*DATA RECORDS*:
>>>
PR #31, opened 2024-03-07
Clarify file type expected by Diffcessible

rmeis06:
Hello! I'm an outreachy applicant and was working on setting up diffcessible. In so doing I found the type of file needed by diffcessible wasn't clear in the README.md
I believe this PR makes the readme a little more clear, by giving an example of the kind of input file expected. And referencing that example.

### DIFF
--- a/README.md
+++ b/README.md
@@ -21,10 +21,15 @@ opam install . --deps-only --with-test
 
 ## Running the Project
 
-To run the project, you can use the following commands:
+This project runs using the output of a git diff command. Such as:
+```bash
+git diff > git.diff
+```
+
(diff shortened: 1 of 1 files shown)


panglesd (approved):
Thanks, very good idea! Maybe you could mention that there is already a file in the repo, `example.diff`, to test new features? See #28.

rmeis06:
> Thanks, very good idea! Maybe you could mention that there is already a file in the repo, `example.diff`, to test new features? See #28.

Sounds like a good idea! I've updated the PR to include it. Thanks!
<<<
>>>
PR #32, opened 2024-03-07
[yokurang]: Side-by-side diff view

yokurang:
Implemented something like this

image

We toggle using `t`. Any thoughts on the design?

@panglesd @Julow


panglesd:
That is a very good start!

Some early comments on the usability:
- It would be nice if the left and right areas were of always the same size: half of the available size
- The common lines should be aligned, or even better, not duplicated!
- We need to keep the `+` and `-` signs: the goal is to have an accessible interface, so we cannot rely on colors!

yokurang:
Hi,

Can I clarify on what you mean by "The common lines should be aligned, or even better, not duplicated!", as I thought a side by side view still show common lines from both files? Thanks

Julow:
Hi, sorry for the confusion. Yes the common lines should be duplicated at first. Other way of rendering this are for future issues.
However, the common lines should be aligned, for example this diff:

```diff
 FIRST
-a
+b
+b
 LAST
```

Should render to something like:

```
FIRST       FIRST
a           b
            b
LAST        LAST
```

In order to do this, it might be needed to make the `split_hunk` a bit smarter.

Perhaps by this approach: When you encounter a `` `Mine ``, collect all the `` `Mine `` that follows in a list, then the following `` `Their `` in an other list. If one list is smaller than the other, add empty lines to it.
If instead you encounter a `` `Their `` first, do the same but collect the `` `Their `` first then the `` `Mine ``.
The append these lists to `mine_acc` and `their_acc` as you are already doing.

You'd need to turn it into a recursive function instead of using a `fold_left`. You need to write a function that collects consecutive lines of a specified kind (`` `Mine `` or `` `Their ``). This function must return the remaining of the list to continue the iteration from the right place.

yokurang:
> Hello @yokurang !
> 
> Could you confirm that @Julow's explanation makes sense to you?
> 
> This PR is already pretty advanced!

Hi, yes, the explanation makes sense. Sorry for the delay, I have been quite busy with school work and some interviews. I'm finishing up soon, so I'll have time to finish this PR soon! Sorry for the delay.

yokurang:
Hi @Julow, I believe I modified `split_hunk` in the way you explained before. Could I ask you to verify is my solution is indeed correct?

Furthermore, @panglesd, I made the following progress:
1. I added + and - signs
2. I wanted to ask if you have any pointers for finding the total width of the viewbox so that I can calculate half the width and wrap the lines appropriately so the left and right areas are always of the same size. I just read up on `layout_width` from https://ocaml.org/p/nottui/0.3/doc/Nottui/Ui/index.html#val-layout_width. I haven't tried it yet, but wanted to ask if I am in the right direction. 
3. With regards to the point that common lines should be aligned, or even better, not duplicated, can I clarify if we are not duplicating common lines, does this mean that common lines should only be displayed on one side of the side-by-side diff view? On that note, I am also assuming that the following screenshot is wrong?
<<<
*YOUR OBJECTIVE*:
Write down again, exactly as given, only the lines above that fall from the line with "PR #31, opened 2024-03-07" to the line with "Sounds like a", inclusive.

*RESPONSE TO THE TASK*:
PR #31, opened 2024-03-07
Clarify file type expected by Diffcessible

rmeis06:
Hello! I'm an outreachy applicant and was working on setting up diffcessible. In so doing I found the type of file needed by diffcessible wasn't clear in the README.md
I believe this PR makes the readme a little more clear, by giving an example of the kind of input file expected. And referencing that example.

### DIFF
--- a/README.md
+++ b/README.md
@@ -21,10 +21,15 @@ opam install . --deps-only --with-test
 
 ## Running the Project
 
-To run the project, you can use the following commands:
+This project runs using the output of a git diff command. Such as:
+```bash
+git diff > git.diff
+```
+
(diff shortened: 1 of 1 files shown)


panglesd (approved):
Thanks, very good idea! Maybe you could mention that there is already a file in the repo, `example.diff`, to test new features? See #28.

rmeis06:
> Thanks, very good idea! Maybe you could mention that there is already a file in the repo, `example.diff`, to test new features? See #28.

Sounds like a good idea! I've updated the PR to include it. Thanks!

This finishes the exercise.